Primeiramente, há dificuldades que estão situadas na carência de meios para a chamada “transparência ativa”; ou seja, a disponibilização, independentemente de solicitação, de informações qualificadas em sites na internet. Exigências como a de tornar as informações disponíveis às pessoas com deficiência são outro exemplo. Tradicionalmente, o Poder Público desconsiderou as demandas da acessibilidade. Em boa hora, estamos presenciando um esforço para alterar este quadro. Por conta disso, o TCE-RS, para além da fiscalização que lhe cabe, irá oferecer consultoria técnica para as prefeituras e câmaras de vereadores que ainda não se adequaram à Lei de Acesso à Informação. Nossos técnicos estão à disposição dos gestores para auxiliar no que estiver ao nosso alcance, bastando para tanto a solicitação formal. Temos, entretanto, outras carências.

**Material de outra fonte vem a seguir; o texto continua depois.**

Issue #455, opened 2022-04-29
DX12 Backend runtime failure with VS 2022


Sororfortuna:
This implementation may be utilizing an obsolete DirectX12 method,
the compilation is successful, however the window appears white and then shuts after a second.

build log:
```
compilation header save succeeded; see d3d12\nuklear_d3d12_vertex_shader.h
compilation header save succeeded; see d3d12\nuklear_d3d12_pixel_shader.h
main.c
d3d12\nuklear_d3d12.h(517): warning C4244: 'function': conversion from 'SIZE_T' to 'int', possible loss of data
d3d12\nuklear_d3d12.h(523): warning C4244: 'function': conversion from 'SIZE_T' to 'int', possible loss of data
d3d12\nuklear_d3d12.h(680): warning C4002: too many arguments for function-like macro invocation 'ID3D12DescriptorHeap_GetCPUDescriptorHandleForHeapStart'
d3d12\nuklear_d3d12.h(681): warning C4002: too many arguments for function-like macro invocation 'ID3D12DescriptorHeap_GetGPUDescriptorHandleForHeapStart'
main.c(135): warning C4002: too many arguments for function-like macro invocation 'ID3D12DescriptorHeap_GetCPUDescriptorHandleForHeapStart'
d3d12\main.c(136) : warning C4700: uninitialized local variable 'descriptor_handle' used
```
I don't know what is the cause.

Ohjurot:
@Sororfortuna `ID3D12DescriptorHeap_GetCPUDescriptorHandleForHeapStart` required 2 arguments during the development of the backend (Never inteded or documented by MSFT). Seems that this issue in the C-Api is gone by now. Still having the same issue like you described when running the application (Also around the call to `ID3D12DescriptorHeap_GetCPUDescriptorHandleForHeapStart`). Need to do more debugging on why this no longer works with the WinSDK...

Ohjurot:
@Sororfortuna can you tell me wich windows sdk version you are using? There seems to be a bug in the D3D12 binding on the SDK versions before 10.0.22000.0 - I used the new SDK on my inital development. From the errors that you get, it seems that you use the old version of the SDK... For me with the new SDK version the application works fine. Using any older SDK and I get the same compiler warning and runtime behaviour.

saidwho12:
[...]

PR #487, opened 2022-08-04
Fixing #455

Ohjurot:
Current working draft on the process of fixing issue #455 
Issues with `ID3D12DescriptorHeap_GetCPUDescriptorHandleForHeapStart` and a crashing application in D3D12 Backend.


Ohjurot:
So here we go... tried to fix a bug that was not a bug... found another one and fixed it (Changes to D3D12 regarding resource states on upload heaps)... Added a note for the first bug...
@Sororfortuna can you maybe check and vertify that the issue can be solve as discussed in #455

Ohjurot:
@dumblob can you please take a look at this

demo/d3d12/main.c
```diff
@@ -1,4 +1,17 @@
 /* nuklear - 1.32.0 - public domain */
+
+/*
+ *   === IMPORTATE NOTE FOR D3D12 ===  
+ *
+ * Due to a bug in the Windows SDK that
```
dumblob, line 6: Please define/describe shortly the bug in the comment so that it is `grep`pable. Then I will merge. Thanks a lot!

dumblob: Oh and maybe squash the commits - it is a small change we could keep together :wink:.

PR #492, opened 2022-09-02
Enclose quotations

JohnAlexCO:
Minor correction to the <meta> tag on the redirect page

### DIFF
--- a/doc/nuklear.html
+++ b/doc/nuklear.html
@@ -3,7 +3,7 @@
 -->
 <html>
     <head>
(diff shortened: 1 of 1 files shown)


dumblob:
Sorry for the delay. Actually the spec of `<meta>` (see https://developer.mozilla.org/en-US/docs/Web/HTML/Element/meta#attr-http-equiv paragraph with `refresh`) specifies the format which is being used with only a minor differences:

1) it shall be lower case
2) it shall have no space between `;` and `url=`

PR #503, opened 2022-10-03
xlib: Fix xlib text drawing background color

### LINKED ISSUE #502: xlib: 9slice patch introduced a bug
I was working from a checkout 1e4eacca2e3e4abd4d8b793c580c71f2e5315651
After an update to latest on master, all xlib based demos look broken:

overview demo

I found the wrong commit (6322f53cb569bb989873ee8a1b71ae705b230708) and where it occurs (`nk_tree_state_base()` function), but I am not sure about how to fix it.

Indeed, the issue is not visible on other backends (opengl), and the xlib function which draws text also has code to draw the background filling a rectangle, but for which the color is not initialized (hence the rainbow style when running several times).

One solution could be to remove the text background fill (do we have something to say a text has a specific background ?) or to fix the `nk_tree_state_base()` function to correctly initialize the background color.

I would think fixing the function is the solution.

riri:
fixes #502

### DIFF
--- a/demo/x11/nuklear_xlib.h
+++ b/demo/x11/nuklear_xlib.h
@@ -385,15 +385,12 @@ nk_xsurf_stroke_curve(XSurface *surf, struct nk_vec2i p1,
 }
 
 NK_INTERN void
-nk_xsurf_draw_text(XSurface *surf, short x, short y, unsigned short w, unsigned short h,
-    const char *text, int len, XFont *font, struct nk_color cbg, struct nk_color cfg)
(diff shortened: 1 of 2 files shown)


dumblob:
LGTM, thanks!

@RobLoach you have been involved I noticed - could you also look at this PR? There is not much going on but perhaps you should see it also before merging :wink:.

RobLoach:
I was able to reproduce the error. Once I checked out this PR, the error was fixed. Nicely done, @riri :+1: I'm going to merge this one.

PR #504, opened 2022-10-12
demos: set style with defines

riri:
Not a big deal, but it's annoying to have to modify the demos code to see the effect of styles, then revert to keep on the upstream commit.

It's already possible to use defines to select which demos to include, for example:
```
CFLAGS='-DINCLUDE_CANVAS' make
```

This PR adds the possibility to select the used style when `INCLUDE_STYLE` is defined:
```
CFLAGS='-DINCLUDE_OVERVIEW -DINCLUDE_STYLE -DSTYLE_WHITE` make
```

All demos using the `set_style()` function have been updated, and that does not change the default behavior.

### DIFF
--- a/demo/allegro5/main.c
+++ b/demo/allegro5/main.c
@@ -116,6 +116,7 @@ int main(void)
 
     /* style.c */
     #ifdef INCLUDE_STYLE
+    /* ease regression testing during Nuklear release process; not needed for anything else */
     #ifdef STYLE_WHITE
     set_style(ctx, THEME_WHITE);
     #elif defined(STYLE_RED)
--- a/demo/allegro5/main.c
+++ b/demo/allegro5/main.c
@@ -115,10 +115,17 @@ int main(void)
     ctx = nk_allegro5_init(font, display, WINDOW_WIDTH, WINDOW_HEIGHT);
 
     /* style.c */
-    /*set_style(ctx, THEME_WHITE);*/
-    /*set_style(ctx, THEME_RED);*/
-    /*set_style(ctx, THEME_BLUE);*/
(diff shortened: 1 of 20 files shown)


demo/allegro5/main.c
```diff
@@ -115,10 +115,17 @@ int main(void)
...
+    #ifdef STYLE_WHITE
+    set_style(ctx, THEME_WHITE);
+    #elif defined(STYLE_RED)
+    set_style(ctx, THEME_RED);
+    #elif defined(STYLE_BLUE)
+    set_style(ctx, THEME_BLUE);
+    #elif defined(STYLE_DARK)
+    set_style(ctx, THEME_DARK);
+    #endif
+    #endif
```
dumblob, line 128: Maybe add a short comment as reasoning what this ifdef is useful for to make it cleare to newcomers who will be surprised if there is any **need** to do these ifdefs to make Nuklear work properly. We shall emphasize Nuklear itself and its use does not need these ifdefs.

Perhaps something like:

`/* ease regression testing during Nuklear release process; not needed for anything else */`

(this shall be present in each demo file, of course)

dumblob:
LGTM

I think it would be nice to add a comment clarifying the purpose of those ifdefs.

riri:
done, but being lazy, I just stole your message and pasted it in all demos ^^
I don't think the comment was needed, as it follows the same pattern than other ifdef to include extra demo code, but still harmless

dumblob:
>I don't think the comment was needed, as it follows the same pattern than other ifdef to include extra demo code, but still harmless

Yeah, it just appeared to me it might look a bit pointless viewed through the eyes of someone unaware of the Nuklear development :wink:.

Thanks!

PR #506, opened 2022-10-24
Fix nk_str_{append,insert}_str_utf8 always returning 0

Francesco149:
I noticed this problem because of compiler warnings about `runes` being set but unused. I'm assuming they're supposed to return `num_runes`


RobLoach (approved):
Thanks a lot!

riri (approved):
LGTM

dumblob:
Great catch! Thanks.

And thanks to all others for review!

PR #520, opened 2022-11-30
gdi_native: Fix calling convention problem

learn-more:
The calling convention of a WNDPROC is specified as being 'CALLBACK'.


dumblob:
Ok, good catch. Thanks!

PR #521, opened 2022-11-30
Add MSVC CI

learn-more:
Both a 'default' build, and with the define `INCLUDE_ALL` set will be built.
I did not know how to unroll the individual build steps (without making it a huge matrix, where each build will do a new checkout),
so all build steps are copy-pasted manually.


.github/workflows/ccpp.yml
```diff
@@ -19,3 +19,42 @@ jobs:
...
+      matrix:
+        arch: [x86, x64]
+        define: ['', '-DINCLUDE_ALL']
+    runs-on: windows-latest
+
+    steps:
+    - uses: actions/checkout@v3
+
+    - name: Visual Studio shell
+      uses: egor-tensin/vs-shell@v2
```
learn-more, line 34: Please do not merge it yet, I should replace this with `ilammy/msvc-dev-cmd` instead, since that is more actively used / developed

dumblob: Take your time. Let me know once we should jump on this to review :wink:. Thanks!

dumblob:
>I did not know how to unroll the individual build steps (without making it a huge matrix, where each build will do a new checkout),
so all build steps are copy-pasted manually.

I think your approach is totally OK - it is explicit and IMHO not that verbose and allows for quick commenting out things etc.

.github/workflows/ccpp.yml
learn-more: @dumblob I have updated the builder, so feel free to review it.

learn-more: `apt-get` seems to have some trouble ...

learn-more:
@dumblob is there anything I can do to get this merged?

PR #523, opened 2022-12-01
utils: Add .yml indent_size to .editorconfig

learn-more:


.editorconfig
```diff
@@ -12,3 +12,6 @@ trim_trailing_whitespace = true
 
 [clib.json]
 indent_size = 2
+
+[*.yml]
+indent_size = 2
```
RobLoach, line 17:
``` suggestion
[*.json,*.yml]
indent_size = 2
```

PR #530, opened 2022-12-17
DONE: successfull attempt to enable and test vertical scrollbar in no…

bart-at-qqdatafruits:
successful attempt to enable and test vertical scrollbar in node-editor demo, tested on allergo5 and sdl2 only
contribution respects and maintains same license as project


dumblob:
Hi @bart-at-qqdatafruits , sorry for the late reply. Our upstream is a bit slow. I have skimmed all the changes and I like them. It is only one commit but I think there is no need for nit picking. Except for version bump which is required.

I see you closed this PR - are you underway of some additional changes? If not, could you please bump version (take a look at how we review PRs) and reopen this PR?

Having both horizontal & vertical scrolling is a nice and useful feature. I remember there were some issues with scrolling in general, so we need to test this really thoroughly. And that will take some time (probably months), so do not feel unwelcome but rather the opposite - people will appreciate a new well-tested wished feature!

PR #6806, opened 2020-11-03
[MU3] Fix #312513: Add Sicilian translation

Jojo-Schmitz:
also fix the instructions how to add a new language.

Resolves https://musescore.org/en/node/312513.

Does `git cherry-pick` cleanly to master (and is needed there too)


Jojo-Schmitz:
Does need that language to get enabled on Transifex though...

PR #6808, opened 2020-11-03
[MU4] Voices exchanging

RomanPudashkin:
- implemented voices exchanging

### DIFF
--- a/mu4/notation/internal/notationinteraction.cpp
+++ b/mu4/notation/internal/notationinteraction.cpp
@@ -1939,3 +1939,25 @@ void NotationInteraction::transpose(const TransposeOptions& options)
 
     m_notation->notifyAboutNotationChanged();
 }
+
+void NotationInteraction::swapVoices(int voiceIndex1, int voiceIndex2)
+{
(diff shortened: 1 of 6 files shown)


mu4/notation/internal/notationinteraction.cpp
```diff
@@ -1939,3 +1939,16 @@ void NotationInteraction::transpose(const TransposeOptions& options)
 
     m_notation->notifyAboutNotationChanged();
 }
+
+void NotationInteraction::swapVoices(int voiceIndex1, int voiceIndex2)
+{
+    if (voiceIndex1 == voiceIndex2) {
+        return;
+    }
```
igorkorsukov, line 1947: maybe add a check that voice is valid?

vpereverzev (approved):

mu4/notation/internal/notationinteraction.cpp
vpereverzev: is there any INVALID_VOICE_INDEX?

RomanPudashkin: fixed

Muitos municípios ainda não formaram os Serviços de Informação à Cidadania (SICs), uma das exigências básicas da LAI. Isto sugere que o tema não tem recebido a devida prioridade. Desde uma perspectiva mais ampla, deve-se lembrar, ainda, a necessidade de campanhas institucionais para se difundir o conteúdo da LAI, o que tem sido menosprezado até agora. Na verdade, o mais difícil será construir uma nova relação entre a cidadania e os órgãos públicos, de tal forma que o serviço público perceba que é a participação do cidadão – com a crítica, a sugestão e a cobrança – aquela que irá permitir o aperfeiçoamento da prestação dos serviços e a valorização da própria função pública. O Estado brasileiro não pode ser visto pela população – especialmente pelos mais pobres, que são os que mais precisam do Estado – como uma espécie de “Casa Grande”. Aliás, o Brasil deve se livrar da herança política e cultura de um regime de mais de três séculos que permitiu as Casas Grandes e as Senzalas.

Como a LAI impactou o cotidiano do Tribunal de Contas do Estado?

Antes mesmo da entrada em vigência da Lei, nós já havíamos tomado um conjunto de iniciativas que, sabíamos, iriam alterar o cotidiano da Instituição. Não apenas no que diz respeito às obrigações que passaríamos a ter na observação da lei, mas também como órgão encarregado de fiscalizar a aplicação do novo diploma. Realizamos um seminário no TCE-RS, com a presença de especialistas na matéria e com jornalistas convidados e inúmeras reuniões de trabalho. Nossa determinação foi a de preparar o Tribunal para a vigência da Lei, o que, acreditamos, foi plenamente alcançado. Nosso Portal já oferecia uma quantidade de informações muito grande e as modificações que realizamos têm permitido um acesso cada vez mais facilitado aos interessados. A qualidade do Portal do TCE-RS, aliás, foi destacada por pesquisa da Associação dos Tribunais de Contas (Atricon) que, recentemente, o classificou como o melhor do País entre os seus congêneres. O acesso às informações no TCE-RS tornou-se mais amplo e rápido com a nova Lei. Atualmente, por exemplo, o Tribunal divulga, mediante solicitação, cópia dos relatórios de auditoria, acompanhados das razões do gestor, uma providência que tem oferecido possibilidades inéditas de controle social e uma farta pauta de temas para matérias jornalísticas.

No Brasil, ainda se costuma falar em leis que “pegam” e leis que “não pegam”. Na sua opinião, a LAI irá “pegar”?

Penso que sim. A Lei de Acesso à Informação já pegou. Ela é apenas um desdobramento da lógica democrática e o que acontece é que a democracia também “pegou” no Brasil. Estamos vivendo o mais longo período de democracia em nossa história republicana, o que deveria ser motivo de comemoração. Temos muito a conquistar e desafios enormes no futuro. Aí estão, por exemplo, os desafios de uma educação de mais qualidade, de uma saúde efetivamente universal, de políticas de segurança pública realmente eficazes, o desafio de combater a corrupção e a impunidade, entre tantos outros. Independente disto, o caminho democrático é, cada vez mais, uma opção consolidada no Brasil. O que nos falta, tenho certeza, virá com o amadurecimento político e cultural do País, o que só pode se dar em uma experiência democrática.